C'era molta apprensione per il futuro degli Spock's Beard dopo l'uscita
dal gruppo del leader Neal Morse, un'assenza pesante per la carica
vitale e umana che il polistrumentista Neal ha sempre saputo imprimere
alla band. Sapevamo che il testimone alle vocals sarebbe passato al
drummer Nick D'Virgilio (anche lui polistrumentista), che già
si era fatto notare con il discreto album solista, ma sono convinto
che molti avessero temuto il peggio.
Questo settimo album in studio, quindi, è fondamentale per
capire come sarà il nuvo corso del famoso combo americano,
anche se bisognerà aspettare il prossimo album in studio per
avere la conferma che quanto qui ascoltato non si tratti solo di una
vampata o di vecchio materiale ripescato.
La band ha incassato il colpo e ha deciso di rimboccarsi le maniche
e di ripartire, Ryo si è sobbarcato di tutte le parti di tastiera,
mentre il songwriting è stato equamente diviso. Fin dall'attacco
del primo brano "Onomatopoeia" si avverte un certo sconcerto:
un riff metallico settantiano apre le danze, il ritmo è tirato
e aggressivo e Nick canta con passione. Superato lo stupore iniziale
si inizia ad apprezzare l'energia del brano, anche se non è
molto "progressivo". La successiva "The Bottom Line"

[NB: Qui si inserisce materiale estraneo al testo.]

PR #629, opened 2026-09-15
fix(encoding): detect 7-bit content with control characters as ASCII

### LINKED ISSUE #627: UTF-8 detected as ISO-8859-1
Hi, thanks for supporting the community with this tool.

I'm experiencing an issue which I believe is a false positive.

I have a file that contains ANSI escape sequences (such as terminal colors `\x1b[32m...`) and 7-bit ASCII characters.

editorconfig-checker v4.0.1 detects this file's encoding as `ISO-8859-1` instead of `utf-8`.

`editorconfig-checker` fails with:

```text
wrong character encoding ("ISO-8859-1" instead of "utf-8")
```

## Steps to Reproduce

1. Create a minimal .editorconfig:

   ```ini
    root = true

    [*]
    charset = utf-8
    ```

2. Create a file containing ANSI color escape sequences:
 
    ```
    printf '\x1b[32mHello World\x1b[0m\n' > test-ansi.txt
    ```

3. Run editorconfig-checker:
 
    ```
    editorconfig-checker test-ansi.txt
    ```

## Expected Behavior

The file should pass validation with exit code `0`.

Every byte in test-ansi.txt is strictly < 0x80 (ASCII range), which makes it valid UTF-8 per RFC 3629.

The escape character (0x1B) is a standard 7-bit ASCII/C0 control character, not an indicator of ISO-8859-1.

## Actual Behavior

editorconfig-checker reports:

```
test-ansi.txt:
    wrong character encoding ("ISO-8859-1" instead of "utf-8")

1 errors found
```

Thanks for the support!

anandghegde:
Fixes #627.

### The bug

A file that is plain 7-bit ASCII apart from a C0 control character is reported as `ISO-8859-1`, so `charset = utf-8` fails on it. The reporter's case is a text file holding ANSI color codes, whose only non-printable byte is ESC (`0x1b`):

```console
$ printf '\033[32mHello World\033[0m\n' > colored.txt
$ cat .editorconfig
root = true

[*]
charset = utf-8

$ editorconfig-checker .
colored.txt:
	wrong character encoding ("ISO-8859-1" instead of "utf-8")

1 errors found
```

### Cause

In `Detect`, the ASCII branch requires the content to hold no C0 character at all:

```go
if !hasC0 && !hasC1 && !hasHI {
    encoding = consts.Ascii
    break
}

if !hasHI {
    encoding = consts.ISO88591
    break
}
```

ESC is in `c0Chars`, so `hasC0` is true and the file falls through to the second branch. `hasC1` is redundant there, since `c1Chars` is a subset of `hiChars`, so that branch is reached only for content that is valid UTF-8, has no byte `>= 0x80`, and holds a C0 character. All of that content is 7-bit, which makes `ISO-8859-1` the wrong answer for every file that reaches it.

### Fix

Report ASCII whenever no byte is `>= 0x80`, control characters included. Since 7-bit content is a strict subset of UTF-8, `CharsetsMatch` already lets `ascii` satisfy `charset = utf-8`.

ISO-2022 family encodings are 7-bit as well, so a positive detection of one of those is kept, guarded on a decoder being available:

```go
if !hasHI {
    if !isDecodableISO2022Encoding(encoding) {
        encoding = consts.Ascii
    }
    break
}
```

That guard also fixes a second, smaller problem: the old branch overwrote chardet's correct ISO-2022-JP detection (99% confidence) with `ISO-8859-1`. The decoder condition keeps `ISO-2022-KR` and `ISO-2022-CN`, which have no decoder in this package, from being reported and then falling back to `binary`.

### Tests

New fixture `testdata/issues/issue627.txt` is the reporter's example, with an entry in `test-results.json` expecting `Ascii`. It fails on `main` (`got ISO-8859-1, want Ascii`) and passes here.

Seven existing expectations in `test-results.json` change, all of them for the better:

| file | before | after |
| --- | --- | --- |
| `testdata/uchardet/en/ascii.txt` | ISO-8859-1 | Ascii |
| `testdata/text/rashomon-iso-2022-jp.txt` | ISO-8859-1 | ISO-2022-JP |
| `testdata/uchardet/ja/iso-2022-jp.txt` | ISO-8859-1 | ISO-2022-JP |
| `testdata/wpt/legacy-mb-japanese/iso-2022-jp/iso2022jp_chars.html` | ISO-8859-1 | ISO-2022-JP |
| `testdata/wpt/legacy-mb-japanese/iso-2022-jp/iso2022jp_chars-csiso2022jp.html` | ISO-8859-1 | ISO-2022-JP |
| `testdata/uchardet/ko/iso-2022-kr.txt` | ISO-8859-1 | Ascii |
| `testdata/wpt/legacy-mb-japanese/iso-2022-jp/iso2022jp_errors.html` | ISO-8859-1 | Ascii |

The last two are 7-bit files this package cannot decode as ISO-2022: the KR file has no decoder, and the `_errors.html` fixture is deliberately malformed ISO-2022-JP, which chardet reports at 0% confidence. Both decode to the same bytes as before, since the ASCII decoder path is `iso88591`. I left the `Should be ISO-2022-JP?` note on the `_errors.html` entry in place.

`go test ./...`, `go vet ./...` and `gofmt -l` are clean, and the reproduction above now exits 0.

🤖 Generated with [Claude Code](https://claude.com/claude-code)


klaernie (approved):
Looks good to me, I think we iterate with every PR closer to the ideal solution.

theoludwig (approved):

PR #12, opened 2015-01-13
Ignore the submissions that have 0 score.

muzaffaryousaf:
Ignore the submissions that have 0 score.

https://openedx.atlassian.net/browse/TNL-1125

### DIFF
--- a/submissions/api.py
+++ b/submissions/api.py
@@ -377,6 +377,7 @@ def get_top_submissions(course_id, item_id, item_type, number_of_top_scores, use
     """Get a number of top scores for an assessment based on a particular student item
 
     This function will return top scores for the piece of assessment.
+    It will ignore the submissions that have 0 score/points_earned.
     A score is only calculated for a student item if it has completed the workflow for
     a particular assessment module.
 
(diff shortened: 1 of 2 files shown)


submissions/api.py
```diff
@@ -467,8 +469,8 @@ def get_top_submissions(course_id, item_id, item_type, number_of_top_scores, use
             for score in scores
         ]
 
-    # Always store the retrieved list in the cache
-    cache.set(cache_key, top_submissions, TOP_SUBMISSIONS_CACHE_TIMEOUT)
+        # Always store the retrieved list in the cache
+        cache.set(cache_key, top_submissions, TOP_SUBMISSIONS_CACHE_TIMEOUT)
```
muzaffaryousaf: @stephensanchez does this make sense to set the cache only after we hit the database. Please let me know what do you think ? 
Thanks.

muzaffaryousaf:
@stephensanchez can you please review the code for this PR.
Thanks!

submissions/api.py
stephensanchez: It makes sense to me to set it after the database call. We check on line 440 if the top submissions are cached yet, if not, we query, then set the results in the cache. What did you have in mind?

stephensanchez: Oh I think I understand now, you're referring to whether your change is valid. It seems reasonable to me.

stephensanchez:
:+1:

submissions/api.py
muzaffaryousaf: Yeah, Before we were setting the cache in any case either we hit the db or cache. Now, I've changed this and only setting the cache when we hit the db.

stephensanchez: Makes sense!

PR #14, opened 2015-04-25
Add get_all_submissions method to the API

bradenmacdonald:
This adds a new API method to edx-submissions:
```python
get_all_submissions(course_id, item_id, item_type, read_replica=True)
```

This method can be used to fetch all student answers to a particular courseware item, e.g. for CSV export.

### DIFF
--- a/submissions/api.py
+++ b/submissions/api.py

inizia ancora con un riff nervoso, ma Okumoto introduce un tappeto
di tastiere oniriche che ci dicono che il gruppo è ancora dedito
al prog, infatti come entra il cantato il brano si rilassa e diventa
solare, ma la track è piena di stacchi e le situazioni cambiano
repentinamente diventando ora drammatiche, ora epiche, ora sognanti.
"Feel Euphoria" è un brano atipico, inizia con un
giro secco di batteria e delle tastiere strane ed elettroniche, la
voce filtrata di Nick ci dice che siamo di fronte ad un brano sperimentale
e oscuro, sofferto, tutt'altro che euforico. "Shining Star"
è un brano solare, un po' banalotto, ma molto piacevole, di
certo non essenziale. "East of Eden, West of Memphis" è
un brano divertente, americano, non prog nel senso classico, ma mi
piace molto, in fondo negli anni '70 i grandi gruppi facevano anche
canzoni molto semplici ma comunque stupende. "Ghosts of Autumn"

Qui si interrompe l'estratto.